DATA RECORDS:
PR #6588, opened 2022-10-24
feat: upgrade mongodb to 4.4

### LINKED ISSUE #6383: Update to MongoDB 5
MongoDB 4.2 will reach EOD soon. We should update to MongoDB 5 (if there are even breaking changes at all).

vanpho93:
Signed-off-by: Brian Nguyen [vanpho02@gmail.com](mailto:vanpho02@gmail.com)

Resolves https://github.com/reactioncommerce/reaction/issues/6383
Type: feature

## Issue

MongoDB 4.2 will reach EOD soon. We should update to MongoDB 5.

## Solution

Bump mongodb driver version from v3.6.2 to v4.4.1.
Modify collection object to support v3 queries

## Breaking changes

https://github.com/mongodb/node-mongodb-native/blob/4.1/docs/CHANGES_4.0.0.md

Some changes resolved by this PR:

returnOriginal
{ result: { ok: 1, n: 1 } }

## Testing

Run e2e test.

More detail for what each of these sections should include are available in our [Contributing Docs](https://docs.reactioncommerce.com/reaction-docs/trunk/contributing-to-reaction)

### DIFF
--- a/packages/file-collections-sa-gridfs/package.json
+++ b/packages/file-collections-sa-gridfs/package.json
@@ -68,8 +68,7 @@
   "dependencies": {
     "@babel/runtime-corejs2": "^7.14.8",
     "@reactioncommerce/file-collections-sa-base": "^0.2.2",
-    "debug": "^4.3.2",
-    "gridfs-stream": "^1.1.1"
+    "debug": "^4.3.2"
   },
   "devDependencies": {
     "@babel/cli": "^7.10.5",
--- a/packages/file-collections-sa-gridfs/package.json
+++ b/packages/file-collections-sa-gridfs/package.json
@@ -87,7 +87,7 @@
     "babel-core": "^7.0.0-bridge.0"
   },
   "peerDependencies": {
-    "mongodb": "4.4.1"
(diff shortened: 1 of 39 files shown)


brent-hoover:
Should this be a minor change rather than patch? It's not a bug fix

packages/file-collections-sa-gridfs/package.json
```diff
@@ -87,6 +86,9 @@
     "@babel/preset-env": "^7.10.4",
     "babel-core": "^7.0.0-bridge.0"
   },
+  "peerDependencies": {
+    "mongodb": "4.4.1"
```
aldeed: I find it best to be loose with peer dependency versions because now that npm fails on mismatched peer deps (I assume pnpm does too), you would need to continually update this range to prevent troubles for consumers of this package. So maybe `"mongodb": ">= 4.4.1 < 5"`

aldeed (dismissed):
One suggestion, but LGTM

brent-hoover (dismissed):

brent-hoover (approved):

PR #6609, opened 2022-11-01
feat: add function to calculate eligible total based on rules

brent-hoover:


brent-hoover:
Implemented elsewhere

PR #6610, opened 2022-11-01
00 fulfillment base

sujithvn:

Resolves #6471 
Impact: **breaking**
Type: **feature**

## Issue

## Solution

## PR Details in order

```
feat/fulfillment-types
 | 
 | __ 00 fulfillment base <--- This PR #6610 
 |        | __ 01-01 fulfillment-type-shipping       #6614 (old #6579)
 |        | __ 01-02 fulfillment-type-pickup. #6613 (old #6577) 
 |__02 fulfillment-type-impacted-plugins. [carts, products, orders, catalogs] #6615 (old #6582) 
 |__03 placeOrder refactor #6616 (old #6583)

```
We shall change the base branch of the 3 existing PRs (i18n #6545, dataMigration #6633, setDefaultFFtype #6543) to  point to 01 fulfillment base

##### API-PLUGIN-FULFILLMENT
This is the base plugin, basic features listed below. 
Mutations
* createFulfillmentType - this is for internal call only from ff-type plugins (NEW)
* createFulfillmentMethod  - this is for internal call only from ff-method plugins (NEW)
* updateFulfillmentType - public mutation which allows to update certain specific fields of the ff-type (NEW)
* updateFulfillmentMethod - public mutation which allows to update certain specific fields of the ff-type (NEW)
* updateFulfillmentOptionsForGroup - Existing code/functionality from the old shipment plugin. This updates the cart with quote details from all available ff-methods for the provided ff-type
* selectFulfillmentOptionForGroup - Existing code/functionality from the old shipment plugin. This updates the cart with one of the selected ff-method from the available quote presented by above mutation.

Queries
* fulfillmentType - returns the ff-type matching the provided ID (NEW)
* fulfillmentTypes - returns all the ff-types (NEW) 
* fulfillmentMethods - returns all the ff-methods for the specified ff-type (NEW)
* fulfillmentMethodsWithQuotes - Calls the quote providing functions by collecting them via functionByType. Calls are made only for the specific methods of the provided ff-type.
* getFulfillmentMethodsWithQuotes - Existing code/functionality from the old shipment plugin. Deprecated and calls fulfillmentMethodsWithQuotes internally

Others
* preStartup - extends all impacted schemas mostly with dynamic values for 'allowedValues' (NEW)
* startup - inserts the default 'undecided' entry to the new Fulfillment collection (NEW)
* registration - collects all the "registeredFulfillmentType" from ff-type plugins and adds allRegisteredFulfillmentTypes to context (contextAddition) (NEW)
* util folder - copied over from shipment plugin (Existing code)

## Breaking changes

## Testing


packages/api-plugin-fulfillment/src/mutations/createFulfillmentMethod.test.js
```diff
@@ -0,0 +1,72 @@
...
+      shopId: "SHOP_ID",
+      cost: 99,
+      fulfillmentMethod: "flatRates",
+      displayMessageMethod: "Sample display message"
+    },
+    fulfillmentTypeId: "fulfillment123",
+    shopId: "SHOP_ID"
+  };
+
+  await expect(createFulfillmentMethodMutation(mockContext, fulfillmentMethodInput)).rejects.toThrowErrorMatchingSnapshot();
```
sujithvn: @aldeed @zenweasel @tedraykov @vanpho93 
Brent has the below suggestion in the old PR [link](https://github.com/reactioncommerce/reaction/pull/6570#discussion_r1004018632) 

> Just my opinion but I think using snapshots are fine for frontend testing but for backend PR's they make it unnecessarily brittle. Open to second opinions on that.

I shall go ahead and make this change unless someone thinks otherwise.

packages/api-plugin-fulfillment/src/schemas/schema.graphql
```diff
@@ -0,0 +1,414 @@
...
+  fulfillmentGroupId: ID!
+
+  "The updated group name"
+  name: String!
+
+  "The updated group label"
+  label: String!
+
+  "Flag defining enabled/disabled status"
+  enabled: Boolean
```
sujithvn: Make this field required. (Refer https://github.com/reactioncommerce/reaction/pull/6570#discussion_r1004039840)

packages/api-plugin-fulfillment/src/mutations/createFulfillmentMethod.test.js
aldeed: I often use the `to*InlineSnaphot` variants with good success. Basically just saves you from needing to type out the objects. No strong preference, though

packages/api-plugin-fulfillment/src/mutations/createFulfillmentMethod.js
```diff
@@ -0,0 +1,63 @@
...
+    _id: fulfillmentTypeId
+  }, {
+    $addToSet: {
+      methods: method
+    }
+  });
+
+  if (matchedCount === 0) throw new ReactionError("server-error", "Unable to create fulfillment method");
+
+  return { group: method };
```
aldeed: Why does this use the property name "group"? Wouldn't "method" be best?

packages/api-plugin-fulfillment/src/mutations/createFulfillmentMethod.js
```diff
@@ -0,0 +1,63 @@
...
+  await context.validatePermissions("reaction:legacy:fulfillmentMethods", "create", { shopId });
+
+  const ffTypeRecord = await Fulfillment.findOne({ _id: fulfillmentTypeId, shopId });
+  if (!ffTypeRecord) throw new ReactionError("server-error", "Unable to create fulfillment method without defined type");
+
+  const ffTypeMethodRecord = await Fulfillment.findOne({
+    _id: fulfillmentTypeId,
+    shopId,
+    methods: { $elemMatch: { fulfillmentMethod: method.fulfillmentMethod } }
+  });
```
aldeed: This does another database call but you already just retrieved this record from the db. So you can do this check in code by using `ffTypeRecord.methods.find()` and save a db call.

packages/api-plugin-fulfillment/src/mutations/createFulfillmentMethod.js
```diff
@@ -0,0 +1,63 @@
...
+ * @param {Object} input - Input
+ * @param {Number} cost - optional cost
+ * @param {String[]} fulfillmentTypes - fulfillment type retained for backward compatibility
+ * @param {String} group - Group to which fulfillment method belong
+ * @param {Number} handling - handling charges
+ * @param {Boolean} enabled - status of fulfillment method
+ * @param {String} label - displayed on the UI
+ * @param {String} fulfillmentMethod - used by application, not user editable
+ * @param {String} displayMessageMethod - used to display additional message on UI specific to ff-method
+ * @param {Number} rate - ratefor themethod
```
aldeed: These field names should clarify the full path to the property. Example, `input.fulfillmentTypeId` or `input.method.cost`

packages/api-plugin-fulfillment/src/simpleSchemas.js
```diff
@@ -0,0 +1,169 @@
...
+ * @property {String} displayMessageType - used to display additional message on UI specific to ff-type
+ * @property {FulfillmentMethodSchema[]} methods - array of ff-methods under this ff-type
+ */
+export const FulfillmentTypeSchema = new SimpleSchema({
+  "name": String,
+  "shopId": String,
+  "provider": {
+    type: ProviderSchema
+  },
+  "fulfillmentType": String,
```
aldeed, line 135: Maybe something like `baseType` would be clearer than `fulfillmentType` since you're already calling each document in this collection a "fulfillment type"?

packages/api-plugin-fulfillment/src/index.js
```diff
@@ -0,0 +1,57 @@
...
+    version: pkg.version,
+    collections: {
+      FulfillmentRestrictions: {
+        name: "FulfillmentRestrictions",
+        indexes: [
+          [{ methodIds: 1 }]
+        ]
+      },
+      Fulfillment: {
+        name: "Fulfillment",
```
aldeed, line 34: Any reason not to name this collection `FulfillmentTypes` everywhere? The schema is named that and there are arguments such as `fulfillmentTypeId`, so it would make sense for the collection name to match.

packages/api-plugin-fulfillment/src/mutations/createFulfillmentType.js
```diff
@@ -0,0 +1,44 @@
...
+ */
+export default async function createFulfillmentType(context, input) {
+  const cleanedInput = FulfillmentTypeSchema.clean(input);
+  if (!cleanedInput.provider) cleanedInput.provider = {};
+  cleanedInput.provider.name = cleanedInput.name;
+
+  if (cleanedInput.method) {
+    cleanedInput.method._id = Random.id();
+    cleanedInput.method.fulfillmentTypes = [cleanedInput.fulfillmentType];
+  }
```
aldeed, line 26: This `if` block seems unnecessary because the input has been cleaned and `method` isn't allowed, which means it will never exist.

packages/api-plugin-fulfillment/src/simpleSchemas.js
```diff
@@ -0,0 +1,169 @@
...
+ * @type {SimpleSchema}
+ * @summary Defines Schema for Fulfillment Type
+ * @property {String} name - name of the fulfillment type, user editable
+ * @property {String} shopId - Shop ID
+ * @property {ProviderSchema} provider - Provider details
+ * @property {String} fulfillmentType - fulfillmentType, not user editable
+ * @property {String} displayMessageType - used to display additional message on UI specific to ff-type
+ * @property {FulfillmentMethodSchema[]} methods - array of ff-methods under this ff-type
+ */
+export const FulfillmentTypeSchema = new SimpleSchema({
```
aldeed, line 129: All new collections are supposed to have `createdAt` and `updatedAt` properties. You'd need to add in the SimpleSchema, in GraphQL, and also set them properly in the create/update mutations. If you look at newer code in other plugins you should be able to find examples of this.

packages/api-plugin-fulfillment/src/mutations/updateFulfillmentMethod.js
```diff
@@ -0,0 +1,68 @@
...
+  // Find the matching fulfillmentMethod object and use those values to over-write
+  const currentFulfillmentMethod = (ffTypeMethodRecord.methods || []).find((meth) => meth._id === methodId);
+  if (!currentFulfillmentMethod) throw new ReactionError("server-error", "Fulfillment Method does not exist");
+  const updatedMethod = {
+    ...method,
+    _id: methodId,
+    name: currentFulfillmentMethod.name,
+    group: currentFulfillmentMethod.group,
+    fulfillmentMethod: currentFulfillmentMethod.fulfillmentMethod,
+    fulfillmentType: [ffTypeMethodRecord.fulfillmentType]
```
aldeed: This could be a fragile way to avoid users overwriting unintended props. Instead of using `method: FulfillmentMethodSchema` on the input schema, you could use `method: UserEditableMethodFields`, and then create `UserEditableMethodFields` schema as a subset of `FulfillmentMethodSchema`. That way, after you have called `inputSchema.clean(input)` above, it will be impossible for users to overwrite any fields that they should not. Which means that it would be safe to do:

```js
const updatedMethod = { ...currentFulfillmentMethod, ...method, updatedAt: new Date() };
```

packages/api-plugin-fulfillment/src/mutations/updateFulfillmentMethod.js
PR #6577, opened 2022-10-19
01 02 fulfillment type pickup

sujithvn:
# This PR is replaced by #6613 

Signed-off-by: Sujith mail.sujithvn@gmail.com

Resolves #6471 
Impact: **breaking**
Type: **feature**

## Issue

In the current system, the only way for order fulfillment is via shipping which is hardcoded into the system. We need to introduce the flexibility for users to add their own fulfillment types via plugins.

## Solution

We are creating a base fulfillment plugin which would enable other fulfillment types (like shipping, pickup, digital) to be introduced via plugins. Each of the newly introduced fulfillment type plugin would need to have the specific fulfillment methods also to be added as separate plugins. Example, fulfillment type 'pickup' could have fulfillment methods like 'store pickup' and 'curb-side pickup'.

This PR is 3rd entry for 01-02 fulfillment-type-pickup

## PR Details in order

```
feat/fulfillment-types
 | 
 | __ 01 fulfillment base #6570 
 |        | __ 01-01 fulfillment-type-shipping       #6579
 |        | __ 01-02 fulfillment-type-pickup.       <--- This PR #6577 
 |__02 fulfillment-type-impacted-plugins. [carts, products, orders, catalogs] #6582 
 |__03 placeOrder refactor #6583 

```
## Existing PRs based on the #6480 (to be updated to point to #6570) 
We shall change the base branch of the 3 existing PRs (i18n #6545, dataMigration #6544, setDefaultFFtype #6543) to  point to 01 fulfillment base

### API-PLUGIN-FULFILLMENT-TYPE-PICKUP
* Registers the 'pickup' as a ff-type via registeredFulfillmentTypes: ["pickup"]
* Inserts the default entry for pickup ff-type in Fulfillment collection

### API-PLUGIN-FULFILLMENT-METHOD-PICKUP-STORE
*  getFulfillmentMethodsWithQuotesPickupStore - returns the quote or equivalent details for the method when called from base ff plugin
* preStartup - extends the union of "methodAdditionalData" with data structure specific to Store
* startup - Inserts the required ff-method entry into Fulfillment collection
* util/checkAndCreateFulfillmentMethod - confirms existing ff-type entry and adds a new ff-method under it.
* util/collectStoreDetails - dummy function to simulate api providing Store specific info while returning quotes.
* util/ validateOrderMethodsstore - dummy function to simulate Store specific validations done. Called by prepareOrder.js 

## Breaking changes

[...]

PR #6613, opened 2022-11-03
New fulfillment type pickup

sujithvn:

### This PR replaces #6577 

Resolves #6471 
Impact: **breaking**
Type: **feature**

## Issue

## Solution

This PR is 3rd entry for new-fulfillment-type-pickup

## PR Details in order

```
feat/fulfillment-types
 | 
 |        | __ new-fulfillment-type-shipping       #6614 
 |        | __ new-fulfillment-type-pickup.       <--- This PR #6613
 |__ new-fulfillment-impacted-plugins. [carts, products, orders, catalogs]   #6615 
 |__ new-placeOrder refactor #6616 

```
We shall change the base branch of the 3 existing PRs (i18n #6545, dataMigration #6633 , setDefaultFFtype #6543) to  point to 00 fulfillment base

### API-PLUGIN-FULFILLMENT-TYPE-PICKUP
* Registers the 'pickup' as a ff-type via registeredFulfillmentTypes: ["pickup"]
* Inserts the default entry for pickup ff-type in Fulfillment collection

### API-PLUGIN-FULFILLMENT-METHOD-PICKUP-STORE
*  getFulfillmentMethodsWithQuotesPickupStore - returns the quote or equivalent details for the method when called from base ff plugin
* preStartup - extends the union of "methodAdditionalData" with data structure specific to Store
* util/checkAndCreateFulfillmentMethod - confirms existing ff-type entry and adds a new ff-method under it.
* util/collectStoreDetails - dummy function to simulate api providing Store specific info while returning quotes.
* util/ validateOrderMethodsstore - dummy function to simulate Store specific validations done. Called by prepareOrder.js 

## Breaking changes

## Testing


packages/api-plugin-fulfillment-method-pickup-store/src/getFulfillmentMethodsWithQuotesPickupStore.js
```diff
@@ -0,0 +1,75 @@
...
+  const currentMethodInfo = { packageName };
+
+  if (retrialTargets.length > 0) {
+    const isNotAmongFailedRequests = retrialTargets.every((target) => target.packageName !== packageName);
+    if (isNotAmongFailedRequests) {
+      return previousQueryResults;
+    }
+  }
+
+  const pickupDocs = await Fulfillment.find({
```
tedraykov: Why are we searching for multiple fulfillment types here? Based on the `createFulfillmentType` mutation, we are allowed to have only one fulfillment entry in the database with a specific fulfillment type, in this case, the `pickup` type.

tedraykov: The naming `Docs` here is not really descriptive. It was previously used in the shipping-flat-rate plugin, but looks like it was picked because of naming negligence. I think it's better not to adopt this naming from the previous plugin but rather use something more unambiguous like `pickupFulfillmentType` because this is what the variable actually stores.

tedraykov: In that case a `findOne` is better suited.

packages/api-plugin-fulfillment-method-pickup-store/src/util/validateOrderMethodsstore.js
```diff
@@ -0,0 +1,23 @@
+/**
+ * @summary Sample dummy function validating the data requirements for this metod
+ * @param {Object} context - Context object
+ * @param {Object} commonOrder - Current order which provide available details to perform validation
+ * @param {Object[]} validationResults - Validation results collected till now
+ * @returns {Object[]} validationResults - with the validation details populated
+ */
+export default function validateOrderMethodsstore(context, commonOrder, validationResults = []) {
```
tedraykov: Capitalize the `store` in the function name, as well as in the file name.
```suggestion
export default function validateOrderMethodsStore(context, commonOrder, validationResults = []) {
```

packages/api-plugin-fulfillment-method-pickup-store/src/getFulfillmentMethodsWithQuotesPickupStore.js
sujithvn: I am not sure if I got your question correct.

In the `Fulfillment` collection we have one entry for each `fulfillmentType`. Each of this entry could have multiple `fulfillmentMethods`. So here, assuming we are looking for 'pickup' type, we are getting the document for 'pickup' from DB and returning the 'rates' for all the methods under 'pickup' (example 'store', 'kerbside' etc)

packages/api-plugin-fulfillment-method-pickup-store/src/startup.js
```diff
@@ -0,0 +1,21 @@
...
+ * @param {Object} context Startup context
+ * @returns {undefined}
+ */
+export default async function fulfillmentMethodPickupStoreStartup(context) {
+  context.appEvents.on("afterShopCreate", async (payload) => {
+    const { shop } = payload;
+    const shopId = shop._id;
+
+    // We do not have validatePermissions in context during this startup stage, hence commenting below
+    // await context.validatePermissions("reaction:legacy:fulfillmentTypes", "read", { shopId });
```
tedraykov: Why do we have this comment left here if we are not going to validate the permissions?

packages/api-plugin-fulfillment-method-pickup-store/src/getFulfillmentMethodsWithQuotesPickupStore.js
sujithvn: Yes, I shall update it

tedraykov (changes requested):

packages/api-plugin-fulfillment-method-pickup-store/src/getFulfillmentMethodsWithQuotesPickupStore.js
tedraykov: That's right, but we are not fetching the fulfillment methods here, but rather the parent fulfillment type. So it's always going to be one result.

tedraykov: The iteration over all fulfillment methods is happening later on line 48.

sujithvn: Yes, I shall change to findOne as you suggested below

packages/api-plugin-fulfillment-method-pickup-store/src/fulfillmentMethodsWithQuotesPickupStore.js
```diff
@@ -0,0 +1,75 @@
...
+ * @param {Object} commonOrder - details about the purchase a user wants to make.
+ * @param {Array} [previousQueryResults] - an array of shipping rates and
+ * info about failed calls to the APIs of some shipping methods providers
+ * @returns {Array} - an array that contains two arrays: the first array will
+ * be an updated list of shipping rates, and the second will contain info for
+ * retrying this specific package if any errors occurred while retrieving the
+ * shipping rates.
+ * @private
+ */
+export default async function fulfillmentMethodsWithQuotesPickupStore(context, commonOrder, previousQueryResults = []) {
```
vanpho93, line 21: One comment from base: https://github.com/reactioncommerce/reaction/pull/6610#discussion_r1022283027

packages/api-plugin-fulfillment-type-pickup/src/checkAndCreateFulfillmentType.js
```diff
@@ -0,0 +1,25 @@
...
+      provider: {
+        enabled: true,
+        label: "Pickup",
+        name: "pickup"
+      },
+      fulfillmentType: "pickup"
+    };
+    await context.mutations.createFulfillmentType(context.getInternalContext(), groupInfo);
+  }
+  return true;
```
vanpho93: short return first makes it looks better

```suggestion
  if (pickupRecord) return true;
  
    const groupInfo = {
      name: "Pickup Provider",
      shopId,
      provider: {
        enabled: true,
        label: "Pickup",
        name: "pickup"
      },
      fulfillmentType: "pickup"
    };
    await context.mutations.createFulfillmentType(context.getInternalContext(), groupInfo);
  return true;
```

packages/api-plugin-fulfillment-method-pickup-store/src/preStartup.js
```diff
@@ -0,0 +1,27 @@
...
+  });
+
+  SelectedFulfillmentOption.extend({
+    methodAdditionalData: {
+      type: SelectedFulfillmentOption.getDefinition(
+        "methodAdditionalData",
+        ["type"]
+      ).type[0].type.extend(MethodStoreData)
+    }
+  });
```
aldeed, line 26: Slightly better architecture might be to pass these in the `registerPlugin` object:

```js
{
  fulfillmentProviders: [
    {
      type: "pickup",
      name: "store",
      methodAdditionalDataSchema: MethodStoreData
    }
  ]
}
```

Then use that information in the cart plugin or wherever `ShippingMethod`, etc. schemas are defined.

In general I prefer the pattern of providing information from more specific plugins to less specific plugins, and let the less specific plugins extend their own schemas based on that information. Otherwise the less specific plugin may be confused about how its schemas have been altered.

aldeed (commented):
One pattern suggestion but otherwise LGTM

packages/api-plugin-fulfillment-method-pickup-store/src/preStartup.js
sujithvn: This will be done after the merge of this branch to feat/fulfillment-type
issue for tracking [here](https://app.zenhub.com/workspaces/moc-main-board-62fd8e881686130027eafc31/issues/gh/reactioncommerce/reaction/6822)

packages/api-plugin-fulfillment-method-pickup-store/src/fulfillmentMethodsWithQuotesPickupStore.js
sujithvn: This will be updated after the initial merge to feat/fulfillment-type branch
Issue for tracking [here](https://app.zenhub.com/workspaces/moc-main-board-62fd8e881686130027eafc31/issues/gh/reactioncommerce/reaction/6821)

WORK TASK:
Which lines above hold the string "gmail"? Please copy all of them.

TASK RESPONSE:
Signed-off-by: Brian Nguyen [vanpho02@gmail.com](mailto:vanpho02@gmail.com)
Signed-off-by: Sujith mail.sujithvn@gmail.com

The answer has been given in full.